LED blinking: An error has ocured, use the diagnosis interface to find the cause of the error

4.3.2     The reset button

The reset button is placed on the lower part of the front panel.

 

4.4      The HBUS

The HBUS directly connects all Ascon4-ANA controllers at the mounting chain.
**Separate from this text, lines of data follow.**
PR #2075, opened 2026-08-04
Reject user and role changes that would remove the last active super_user

### LINKED ISSUE #2071: alter_user/drop_user/alter_role can remove the last super_user, leaving the instance permanently unadministrable
## Summary

Nothing in the user-mutation path prevents an instance from losing its **last remaining `super_user`**. When that happens the instance becomes permanently unadministrable through every normal channel — Studio, the operations API, and the CLI — and recovery requires host/container access.

This is not theoretical. It took down a live Fabric cluster on 2026-08-04 (`code-and-learn.nodejs`), and the failure was silent: the operation that caused it returned success.

## Impact

Once no user holds a role with `permission.super_user`:

- `getSuperUser()` returns `undefined`, so the operations-server UDS auto-auth bypass resolves no user and every local request answers `Must login` — including `harper <op>` from inside the container.
- Studio can authenticate a surviving non-admin user but 403s on the entire instance-load sequence (`get_status`, `get_components`, `get_component_file`, `get_configuration`, `list_secrets`, `set_secret`).
- On Fabric, host-manager cannot manage the instance either, and retries indefinitely.
- A restart does **not** help: admin bootstrap does not re-run on an existing root, so the state is durable.

There is no in-band recovery. Fixing it needs container access to re-provision an admin.

## Three vectors, all unguarded

`alterUser()` (`security/user.ts:172`) validates that a username was supplied, that `password` is non-empty, that `active` is boolean, and that the target role *exists* — but never that the resulting user set still contains a super_user:

1. **Role change** — `alter_user` moving the only super_user to a lesser role.
2. **Deactivation** — `alter_user` with `active: false` on the only super_user. `findAndValidateUser` throws `USER_INACTIVE`, so the account exists but cannot authenticate.
3. **Deletion** — `dropUser()` (`security/user.ts:236`) checks only that the user exists.

## How it actually happened

An app component provisioned Harper users on login via `add_user`/`alter_user`. The app's identity and the instance's admin account shared a username, so a routine app login rewrote the admin row — `super_user` → an app role, plus a password reset. Audit trail for the row:

```
15:16:46.808Z  insert  role=super_user
15:46:04.265Z  update  role=super_user   (unchanged password)
16:27:37.946Z  update  role=cal_organizer  + password hash replaced   <-- lockout
```

Sixteen minutes after that write the owner could no longer sign in, and the instance had no administrator at all. Every downstream symptom traced back to this single unguarded mutation.

## Suggested fix

Before committing any of the three mutations, assert that at least one **active** user will still hold a role with `permission.super_user`, and reject with a `ClientError` naming the reason if not. Roughly:

- `alter_user` — when changing `role` or setting `active: false`
- `drop_user` — always

A dedicated error (e.g. `LAST_SUPER_USER`) is worth having, because the current failure mode gives the caller a success response and surfaces minutes later as an unrecoverable lockout.

Two design points worth deciding explicitly:

- **Should an escape hatch exist?** A `force: true` for deliberate teardown seems reasonable, but the default must be safe.
- **Should the guard be cluster-aware?** `system` is replicated, so the check is inherently local-view. A node that is behind on replication could compute a stale answer. A local-view check is still a large improvement over none, but the limitation should be documented rather than discovered.

## Related

Also worth considering: a component using the operations API can silently escalate *or* de-escalate accounts it did not create. Requiring app-provisioned users to be namespaced, or refusing to alter an existing account of higher privilege than the caller, would prevent this class of collision at the source.

---

🤖 Filed from a live-cluster investigation. — Claude Opus 5

DavidCockerill:
Fixes #2071.

An instance with no active `super_user` cannot be administered through Studio, the operations API, or the CLI — and cannot be repaired in-band, because admin bootstrap does not re-run on an existing root, so a restart does not help. Nothing prevented reaching that state, and the operation that caused it returned **success**.

This took down a live Fabric cluster on 2026-08-04. The audit trail on `system.hdb_user` for the affected account:

```
15:16:46.808Z  insert  role=super_user
15:46:04.265Z  update  role=super_user   (password unchanged)
16:27:37.946Z  update  role=cal_organizer  + password hash replaced   <-- lockout
```

An app component provisioned Harper users on login and its identity shared a username with the instance admin, so a routine login demoted the admin. Sixteen minutes later nobody could sign in and the instance had no administrator at all.

## The change

`assertActiveSuperUserRemains(simulate)` in `security/user.ts` simulates a pending change against the resolved user/role cache and rejects with **409** when no *active* user would still hold a role granting `permission.super_user`.

I audited all five mutation paths rather than assuming the three named in the issue:

| path | guarded | rationale |
| --- | --- | --- |
| `alter_user` — role change | ✅ | the vector that caused the outage |
| `alter_user` — `active: false` | ✅ | `findAndValidateUser` throws `USER_INACTIVE`, so the account exists but cannot authenticate |
| `drop_user` | ✅ | previously only checked that the user existed |
| `alter_role` — strips the permission | ✅ | same lockout with no user mutation involved; not in the original issue |
| `add_user` | ➖ no guard needed | insert-only, rejects duplicates via `skipped_hashes` → cannot demote an existing user |
| `drop_role` | ➖ already safe | already refuses a role with active users tied to it |

**Would this have prevented the incident?** Yes. The demotion arrived as an `update` on `hdb_user`, and the component routes user changes through `add_user`/`alter_user` (its own comment explains why: a direct table write does not refresh the auth cache). That is squarely inside the guard.

## Design decisions

- **Hard reject, no `force` override.** Renaming an admin still works, because you add the replacement before dropping the old account — the guard never fires on that sequence.
- **Guards on the permission flag, not the role name.** `getSuperUser()` matches the role *name* `'super_user'` while authorization matches `role.permission.super_user`. Guarding one while the other governs access would let the guard pass and the instance still break. The `getSuperUser()` name-matching inconsistency is real but is deliberately **not** fixed here — it changes the UDS auto-auth path and deserves its own PR.
- **Only the removal of the *last* one is rejected.** With none present there is nothing to protect, and refusing would block the very repair that restores one.
- **Local view only.** `system` is replicated, so a node behind on replication can approve a change another node would reject. A distributed check isn't feasible synchronously; the limitation is documented in the JSDoc rather than left to be discovered.

## Verification

- **12 new unit tests** in `unitTests/security/lastSuperUserGuard.test.js` — 7 for the guard predicate, 5 for call-site wiring. The wiring tests are the valuable ones: they assert the write is **never attempted** (`update.callCount === 0` / delete not called), not merely that an error surfaced.
- **Fails-on-base confirmed.** Stashed the source change, rebuilt, re-ran: **11 fail, 1 passes.** The one that passes is the password-rotation control, which *should* pass without the fix — a password-only `alter_user` on the last super_user must stay allowed.
- `npm run build`, `format:write`, `lint:required` all clean.
- Dependencies installed with a real `npm ci` in the worktree rather than a symlinked `node_modules`; the lockfile differs from local `main`, which is exactly when a symlink makes local verification lie.

### End-to-end verification

`integrationTests/security/user-role-management.test.ts` — **6 tests, run against a live instance, all passing.** Covers the four rejection paths plus two allowed paths (dropping a super_user while another remains; a password-only change on the last one). After every rejection it asserts the admin can *still authenticate*, proving the change was refused without partially applying — which the unit tests structurally cannot observe, because they stub the write layer.

**Fails-on-base, and this is the useful part:** with the source reverted to base, the integration suite goes to **0 pass / 6 fail** — because the very first test's `drop_user` against the only super_user *succeeds*, deleting the admin and breaking authentication for every later test in the file. That is the reported outage reproduced end-to-end in about three seconds.

Named for the area rather than this bug, so future `add_user`/`alter_user`/`drop_user` and `add_role`/`alter_role`/`drop_role` invariants get sibling suites here instead of a file per fix.

Deliberately not covered: dropping the admin *after* adding a second super_user. The guard permits it, but it would invalidate the credentials every later test in the file uses.

### What the tests still do not prove

- **Nothing about multi-node behaviour.** The guard reads a local view; a node behind on replication can approve a change another would reject. Not exercised.
- **Nothing about direct component writes** — see the known limitation below.

## Known limitation

A component calling `databases.system.hdb_user.put()` or `hdb_role.put()` **directly** bypasses this guard entirely — and that is exactly how the app in the incident wrote its roles. The generic operations API is already closed off (`FORBIDDEN_SYSTEM_OPS_ENUM` blocks `update`/`delete`/`upsert` on system tables), so this covers the reachable API surface but not in-process component writes. Closing that requires enforcement at the table layer, which is a much larger change and belongs in its own issue rather than being smuggled in here.

## Review coverage

Single Claude leg; no cross-model review legs were run (author's standing preference). Reviewers should treat the call-site closures in `alterUser`/`alterRole` as the highest-risk part of the diff — see the guided tour comment.

Generated by Claude Opus 5.


DavidCockerill:
## Guided tour

54 added lines across 3 source files. You can skip this and read the diff — it's short. This exists to point you at the two places I'd expect a bug to hide.

### Reading order

**1. `security/user.ts` → `assertActiveSuperUserRemains()`** (the new function, ~line 397). Read this first; everything else is a call into it. Two things to check:

- It takes a `simulate` callback rather than a description of the change. That's what lets one helper serve four differently-shaped mutations (user removed, user's role swapped, user deactivated, a role's permission rewritten) without a union type describing them all. If you'd rather see an explicit `PendingChange` discriminated union, say so — I went with the callback for DRY, but it does push correctness out to the call sites, which is the trade-off worth arguing about.
- The two-pass structure is deliberate, not redundant. The first loop asks *is there an active super_user right now* and returns early if not. Without that early return, an already-broken instance would refuse every user/role operation — including the one that repairs it.

**2. The three call sites** — this is where to look hardest, because the helper's logic is only half the fix; each site has to describe its own pending change correctly:

- `alterUser()` (~line 222) — `{ ...user, role: nextRole ?? user.role, active: cleanUser.active ?? user.active }`. **The `??` on `active` is load-bearing**: `active: false` must survive, and `false ?? x` is `false`, so it does. It would be wrong with `||`. Worth a second pair of eyes.
- `dropUser()` (~line 254) — returns `undefined` for the target, which is the helper's contract for "this user goes away".
- `alterRole()` in `security/role.ts` (~line 108) — matches on `user.role?.id === role.id` and substitutes the incoming `permission`. Guarded by `if (role.permission)` because `alter_role` is a partial update; a call that doesn't touch `permission` can't remove the grant.

**3. `utility/errors/commonErrors.ts`** — one message constant. Nothing interesting.

### Decisions you might question

- **`add_user` is deliberately not guarded.** It's insert-only and rejects duplicates through `skipped_hashes` → `USER_ALREADY_EXISTS`, so it cannot demote an existing user. The issue title says `add_user`; the issue title is wrong and I'll correct it.
- **`drop_role` is deliberately not guarded.** It already refuses to drop a role with active users tied to it, so it can't orphan the last admin.
- **`getSuperUser()` is left alone.** It matches the role *name* `'super_user'` while authorization matches `role.permission.super_user`. That inconsistency is real, and it means an instance can satisfy this guard while the UDS auto-auth bypass still fails. I guarded on the flag (what actually governs access) and left the name-matching bug for its own PR, because changing it touches the local-auth path.
- **No `force` escape hatch.** Renaming an admin still works if you add the replacement first.

### What the tests prove, and what they don't

`unitTests/security/lastSuperUserGuard.test.js`, 12 tests. The 5 under `call sites` are the ones that would catch a regression: they assert the write is **never attempted**, not just that an error was thrown — a guard that throws *after* `insert.update()` would pass a naive test and still corrupt state.

Fails-on-base was verified properly: source stashed, rebuilt, re-run → 11 fail, 1 passes. The passing one is the password-rotation control, which must stay green without the fix.

They do **not** prove:

- **Anything end-to-end.** No integration test. The guard is verified at unit/wiring level against the compiled `dist`.
- **That the full unit suite is green.** It needs `STORAGE_PATH`/`HDB_ROOT` to load locally and CI does a `harper install` first, which I didn't run on a dev machine. My local full-suite run was still going when I opened this. **Please treat CI as the authority, not my local runs.**
- **That a component can't still do this.** A direct `databases.system.hdb_user.put()` / `hdb_role.put()` from in-process component code bypasses the guard completely — which is how the app in the incident wrote its roles. The operations API is closed (`FORBIDDEN_SYSTEM_OPS_ENUM`), but the JS table API isn't. Separate, larger issue.

### Coverage, honestly

One Claude leg. No Codex or Gemini leg was run (author's standing preference), so this diff has had no outside-model review — weigh that when deciding how hard to look.

Also flagging a process gap: the reviewer matrix lists **"Authentication" as having no expert or competent owner**, and that is arguably this PR's real area. I assigned per the **Operations API** row (`alter_user`/`drop_user`/`alter_role` are operations) — Kris as Responsible, Nathan as expert. If auth semantics want a different reviewer, please reassign.

— Claude Opus 5

DavidCockerill:
### CI status: the one red check is pre-existing on `main`

**`Integration Tests 5/6 (Node.js v24)` fails here, and it fails on `main` too** — so it is not a regression from this change.

Evidence: the last 6 `Integration Tests` runs on `main` are all `failure`, and in the most recent one ([run 30943362399](https://github.com/HarperFast/harper/actions/runs/30943362399)) the failing jobs are shard 5/6 on *every* runtime:

```
Integration Tests 5/6 (uWS HTTP)
Integration Tests 5/6 (Node.js v22)
Integration Tests 5/6 (Node.js v24)
Integration Tests 5/6 (Node.js v26.5.0)
Integration Tests 5/6 (Windows, Node.js v24)
Integration Tests 1/6 (Bun)
```

I also checked the two integration tests that could plausibly have been tripped by this guard, and neither is affected:

- `integrationTests/apiTests/alter-user.test.mjs` — operates on a **non-SU** role and its own test user; never touches the last super_user.
- `integrationTests/deploy/inactive-component-404.test.ts` — uses `add_role` (which this PR does not guard) to create a new non-SU role, not `alter_role`.

Still to confirm: the run was in progress when I checked, so I could not yet diff the *specific* failing test against main's. I'll confirm the test name matches once logs are retrievable, and if it turns out to be a different failure I'll say so here rather than leaving this comment standing.

**Green so far:** Unit Test (Node 24), Format Check, runLinter, validate, Socket Security, Build Harper (Node 24 + Windows), Integration shards 1/6 + 6/6 (Node 24), 4/6 + 5/6 + 6/6 (Bun).

Leaving this in draft until the remaining shards report.

— Claude Opus 5

DavidCockerill:
### Follow-up: named the pre-existing failure, and all 3 unit jobs are green

Closing the loose end from my previous comment — I said I'd confirm the *specific* test rather than leave a shard-level claim standing.

**`main`'s shard 5/6 failure is a transaction-log purge assertion, unrelated to auth:**

```
AssertionError [ERR_ASSERTION]: purge job should COMPLETE, got ERROR:
Table-level transaction log deletion is not supported for RocksDB tables because
all tables in a database share one transaction log; to delete the transaction logs
for the entire 'data' database, use delete_transaction_logs_before with only
'database' and 'timestamp'
```

(from [main run 30943362399](https://github.com/HarperFast/harper/actions/runs/30943362399), job `Integration Tests 5/6 (Node.js v24)`)

That is `delete_transaction_logs_before` / RocksDB purge behaviour. This PR touches only user and role mutation guards, so it cannot produce that assertion.

**The failing sets also match exactly.** Every job failing here is also failing on `main`:

| failing job | this PR | `main` |
| --- | --- | --- |
| 1/6 (Bun) | fail | fail |
| 5/6 (uWS HTTP) | fail | fail |
| 5/6 (Node.js v24) | fail | fail |
| 5/6 (Windows, Node.js v24) | fail | fail |

Not a subset-of-convenience: no job fails here that passes on `main`.

**Unit tests: green on all three versions** — Node 22, 24 and 26. That supersedes the local run I flagged as unconfirmed in the PR description; CI has now answered it properly, with the `harper install` prerequisite in place.

Remaining honest caveat: my own run was still in progress when I pulled these logs, so this compares my *job-level* results against `main`'s *named test*. If my logs turn out to show a different failing test than the purge assertion above, I'll correct this comment rather than let it stand.

— Claude Opus 5

DavidCockerill:
### Caution: the automated review coverage on this PR is not trustworthy

Flagging this because the bot comments above read more reassuring than they are.

**The `review / review` check is red, and the specific step that failed is `Claude review`:**

```
success  Compose review scope from layers
success  Find prior review comment
failure  Claude review          <-- the review itself
success  Log review to ai-review-log
success  Post Claude review     <-- posted anyway
```

([job 92120809656](https://github.com/HarperFast/harper/actions/runs/30947425094/job/92120809656))

So the `claude[bot]` comment — *"Reviewed; no blockers found."* — was emitted by the posting step **after the review step failed**. It should be read as a fallback message, not as a verdict that the diff was examined and cleared.

That leaves the real coverage on this change as:

- **`claude[bot]`** — step failed; verdict not trustworthy. Also same model family as the author, so by our own rule it would not count as independent coverage even had it succeeded.
- **gemini-code-assist** — ran, but returned a summary with *"no review comments, and I have no feedback to provide"*. A pass, but a thin one.
- **No Codex or Cursor leg** was run (author's standing preference).

**Net: this diff has had no substantive independent review.** Please don't treat the green-looking bot comments as a substitute — the auth-path reasoning in `assertActiveSuperUserRemains` and the three call-site closures genuinely need human eyes. The guided tour above points at the two spots I'd expect a defect to hide (the `??` on `active`, and the `simulate` contract at each call site).

Unit tests are green on Node 22 / 24 / 26, and the integration failures remain the ones that are also red on `main`.

— Claude Opus 5

DavidCockerill:
### Update: end-to-end coverage added, and two earlier statements retracted

Pushed `9441c3db0` + `73994a683`. Two things I said earlier are now **out of date, in this PR's favour**, and I'd rather retract them explicitly than leave the PR understating itself:

1. **"No end-to-end coverage."** No longer true — see below.
2. **"Treat CI as the authority, not my local runs."** That was because the local unit gate wouldn't load. CI has since gone green on Unit Test for Node 22, 24 **and** 26, so that caveat is resolved rather than merely stale.

### New: `integrationTests/security/user-role-management.test.ts`

**6 tests, run against a live instance, all passing.** Four rejection paths (`drop_user`, demote, deactivate, `alter_role` strip) plus two allowed paths (drop a super_user while another remains; password-only change on the last one).

The assertion that earns its keep: **after every rejection, admin must still authenticate.** That proves the change was refused without partially applying — structurally unobservable in the unit tests, which stub the write layer.

**Fails-on-base, and this is the part worth reading:**

| | with fix | on base |
| --- | --- | --- |
| integration (live instance) | **6 pass** | **0 pass / 6 fail** |
| unit | 12 pass | 11 fail, 1 control passes |

On base the *first* test's `drop_user` against the only super_user **succeeds** — deleting the admin and breaking auth for every later test in the file. That is the reported outage reproduced end-to-end in about three seconds. The cascade is the bug, not a flaky suite.

Named for the **area**, not this bug, per review feedback — future `add_user`/`alter_user`/`drop_user` and `add_role`/`alter_role`/`drop_role` invariants get sibling suites here instead of a file per fix.

Also in this push: the guard's JSDoc trimmed 6 lines → 2, one inline comment 2 → 1, and the error message shortened. What remains is only what the code cannot express — the `simulate` contract and the replication caveat.

### One bug this caught, without running anything

While writing the test I re-read the source and found my own `add_user` call was passing the **role id**, but `addUser` resolves a role by **name** (`security/user.ts:134`, `searchByValue` on `attribute: 'role'`). It would have passed by luck — ids equal names in a default install — and broken the moment they diverged. Now uses the name for `add_user`/`alter_user` and the id for `alter_role`, which is what each operation actually wants.

### Coverage, still honestly

The new integration test is **new code no reviewer has seen**, and by the usual tiering a new file warrants a full re-review rather than a delta. No outside-model leg has run on it (author's standing preference), and the `claude[bot]` leg on this PR failed outright — see my earlier comment. So please don't read the added tests as added review.

Still not covered: multi-node behaviour (the guard reads a local view), and direct in-process component writes via `databases.system.hdb_user.put()` — the known limitation in the description.

— Claude Opus 5

DavidCockerill:
### Correction to my "review coverage is not trustworthy" comment

That comment was accurate for the HEAD it described, but it is now **partly outdated** and I don't want it discouraging reviewers on a false premise.

**`review / review` passes on the current HEAD, and the `Claude review` step itself succeeded:**

```
success  Compose review scope from layers
success  Find prior review comment
success  Claude review          <-- succeeded this time
success  Log review to ai-review-log
success  Post Claude review
```

([job 92127210015](https://github.com/HarperFast/harper/actions/runs/30947425094/job/92127210015))

So the earlier failure was **transient**, not a persistent breakage, and `claude[bot]`'s *"Reviewed; no blockers found"* on this HEAD should be read as a real verdict rather than the fallback string I described. That run also covered the newer commits, so the integration test **has** now been looked at by that leg.

**What still stands from that comment**, unchanged:

- The Claude leg is the **same model family that authored the diff**, so by our own rule it does not count as independent cross-model coverage regardless of whether it succeeded.
- **gemini-code-assist** returned a summary with no findings — a pass, but a thin one.
- **No Codex or Cursor leg** ran (author's standing preference).

So: better than I said, still not a substitute for human review. The call-site closures in `alterUser`/`alterRole` remain the highest-risk part of the diff — particularly the `??` on `active`, where `||` would silently break the `active: false` case.

— Claude Opus 5

DavidCockerill:
### Correcting myself: my new test file lands in the failing shard

Earlier I said the `Integration Tests 5/6` failure *"cannot"* be caused by this change. That was overconfident and I want it on the record before a reviewer relies on it.

**The new test file lands in shard 5/6 — the shard that fails.** Node's test runner shards round-robin over the sorted file list (`index % total === shard.index - 1`); `integrationTests/security/user-role-management.test.ts` is sorted index 124 of 156, so `124 % 6 = 4` → **shard 5**. I should have checked that before asserting innocence rather than reasoning only from the shard number matching `main`.

**What the evidence actually supports:**

| observation | what it shows |
| --- | --- |
| `5/6 (Bun)` **passes** on this HEAD | shard 5 *including* my new file runs green on Bun — so the test itself works in CI |
| `5/6 (Node 24)` fails on **`main`**, where this file does not exist | the pre-existing failure is real and independent of this PR |
| `main`'s 5/6 failure is a transaction-log purge assertion | unrelated to users/roles — see my earlier comment |
| locally: 6/6 pass against a live instance, 0/6 on base | the test is correct against a real Harper |

So the most likely reading is unchanged — the Node 24 failure is the pre-existing purge test — but it is now a **probable** conclusion rather than a demonstrated one, because my file shares that shard. I cannot rule out a second, additive failure from my test on Node 24 specifically until the logs unlock; the run has been in progress each time I've tried.

**I'll confirm and post the actual failing test name once the run completes.** If it turns out my test contributes a failure, I'll fix it rather than leave this standing.

Reviewers: this doesn't change the source diff, only my confidence about one red check. The guard's own coverage (12 unit + 6 integration, both with fails-on-base) is unaffected.

— Claude Opus 5

DavidCockerill:
### Resolved: named the failing tests, and the new test passes in CI

Closing the caveat I have been carrying across three comments. The run completed, so here is the actual evidence rather than an inference.

**The two failing tests in `Integration Tests 5/6 (Node.js v24)` are both pre-existing and both in the rocksdb / transaction-log domain:**

```
✖ 5. CONTRAST ARM (known-reproducing): audit purge in the SAME process
     -- does the F-225 phantom appear here too?
  AssertionError [ERR_ASSERTION]: purge job should COMPLETE, got ERROR:
  Table-level transaction log deletion is not supported for RocksDB tables ...

✖ QA-782 stale-read blast radius: ordinary table reads after bulk delete [rocksdb]
```

The first is **byte-identical** to the assertion failing on `main` (see my earlier comment). Neither touches users, roles, or `super_user`.

**And the new test passes in CI, in that same failing shard:**

```
✔ the last active super_user cannot be removed (115.41728ms)
✔ User and role management (8549.200071ms)
```

It also passed in shard 5 on **Bun**. So the file executes green on multiple runtimes in CI, not just locally.

**Net:** my original conclusion — the red 5/6 check is not caused by this PR — was reached by weak reasoning (shard numbers matching `main`) and I was right to flag that as overconfident once I found my file shares that shard. It is now **demonstrated**: the failing tests are named, unrelated, and pre-existing, and my test is explicitly among the passing ones.

Full CI picture on this HEAD: **Unit Test green on Node 22 / 24 / 26**, `review / review` green, builds green, and the only red checks are `1/6 (Bun)`, `5/6 (Node 24)` and `5/6 (uWS)` — every one of which is also red on `main`.

— Claude Opus 5

unitTests/security/lastSuperUserGuard.test.js
```diff
@@ -0,0 +1,178 @@
+'use strict';
+
+const testUtils = require('../testUtils.js');
+testUtils.preTestPrep();
+
+const assert = require('node:assert');
+const sinon = require('sinon');
```
kriszyp: Repository policy explicitly prohibits new Sinon/Rewire tests, but this file adds both and needs duplicate module instances/cache seeding as a consequence. Please keep the live integration tests for call-site behavior and extract any pure decision logic that needs focused unit coverage so it can be tested with plain `node:assert` against real modules. If the call sites cannot be isolated without stubbing, the repository guidance says to document the missing seam rather than introduce new Sinon/Rewire usage.

— KrAIs (Codex)

kriszyp (approved):
Looks good!

unitTests/security/lastSuperUserGuard.test.js
DavidCockerill: You're right, and thanks — I copied the wrong precedent. I modelled this on `unitTests/security/role.test.js`, which `AGENTS.md:195` names explicitly as *not* the target shape. I'd read `CLAUDE.md` (a one-line pointer to `AGENTS.md`) and never opened `AGENTS.md` itself.

Fixed in `43c2549ce`, taking the route you described:

- **Extracted the pure decision** into `security/superUserGuard.ts` as `activeSuperUserRemains(users, simulate)` — no I/O, no cache access. `assertActiveSuperUserRemains` is now cache read → predicate → throw.
- **Deleted** `unitTests/security/lastSuperUserGuard.test.js` (178 lines of sinon/rewire, plus the duplicate-module-instance and cache-seeding scaffolding it forced).
- **Added** `unitTests/security/superUserGuard.test.js` — 10 tests, plain `node:assert` `require`-ing the real module, matching the `unitTests/config/*` shape. No stubbing, no seeding, no `assert/strict`.
- **Call-site behaviour stays with the live integration tests** in `integrationTests/security/user-role-management.test.ts`, as you asked — 6 tests, and they're the ones that assert the admin can still authenticate after each rejection, which is what the stubbed tests couldn't observe anyway.

Net −98 lines. No missing seam to document in the end: the decision was already separable, I'd just left it inline.

Two incidental improvements from the rewrite:

- The old shape iterated the user collection **twice**. Harmless for `Map.values()` (fresh iterator per call) but it would have broken silently if a caller ever passed a one-shot iterator. The predicate is single-pass now.
- Two cases the stubbed version didn't cover: stripping the permission from a role **no** active super_user uses (must be allowed), and a user with **no role at all** (must not throw).

Verified: 10 unit + 6 integration passing, no build errors in the touched files, format and lint clean.

kriszyp (approved):
Looks good!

It consists of a 16 pin bus, which offers the following features:

  • The HBUS connectors are standard 16 pin 100 mil (2,54mm) male-female connectors
  • Each pin can carry up to 2 A and 100 V
  • Both the power supply voltages and  bus signals can be carried by the HBUS

 

The Ascon4-ANA HBUS carries the following power supply voltages and bus signals:

  1. CAN1H and CAN1L, the field bus interface for all Ascon4-ANA PLCs
  2. RESET, the reset signal can originate from any Ascon4-ANA controller
  3. +5V power supply
  4. +12V and -12V power supply voltages
  5. Alarm signal, a wired or alarm line
  6. GND, the digital ground

 

 


5      Realisation of the signals

5.1      The Analog Inputs

Analog inputs

Pin name

 

ADC inputs

AN00

AN03

AN04

AN05

AN06

AN07

AN08

AN09

AN10

AN11

AN12

AN13

ADC trigger inputs

ADTG_0

ADTG_1

ADTG_2

ADTG_3

ADTG_5

ADTG_6

ADTG_7

power & volt reference

AVCC

A/D converter analog power

AVRH

ADC reference voltage

AVSS

A/D converter GND

Table 4 - The analog inputs on the microcontroller

 

 

 


5.1.1     The 12 analog inputs

The 12 analog inputs are buffered by the voltage follower operational amplifier. A resistor and capacitor are filtering away high frequencies. Also on the input of the OP diodes protect the circuit against excessive voltages. On the output side of the OP two resistors are downscaling the 12 V into 3,3 V for the ADC of the microcontroller.

 

5.2      The Analog Outputs

5.2.1     The SPI Interface to the DAC

The 8 DAC outputs are transmitted via a SPI interface. The DAC chip converts the data from the SPI into 8 analog outputs. It offers fast 10 bit analog outputs.

 

5.2.2     The 4 Buffered Analog Outputs

Serial connected resistors and a diode arrays protect against excessive voltages from the outside. A low pass filter protects the output drivers againt spikes.

 

5.2.3     The 4 Programmable Resistor Outputs

The 4 programmable resistor outputs are implemented by the 8 channel Digital to Analog Converter. The voltages are set by the microcontroller via the SPI interface of the DAC device.

 

An operational amplifier works as a voltage follower, isolating the analog voltage and driving the power transistor to implement the programmable resistor. Proper potentiometers can calibrate the in- and outputs of the operational amplifier.

 

 


6      Further hardware

6.1      Power supply

The +5V and 3,3V power supplies can be supplied by on board LDOs . The maximum current of the microcontroller is 100 mA. The resulting worst case power dissipation (24V-5V) * 0,1A is 1,9W, which should not cause heating problems.

6.2      Reset circuit

Reset can either origin from the H-Bus bus pin RESET or from the reset switch.

6.3      Power down recognition

The POWER_FAIL input of the Ascon4-Ana board will recognise a power fail at an early stage.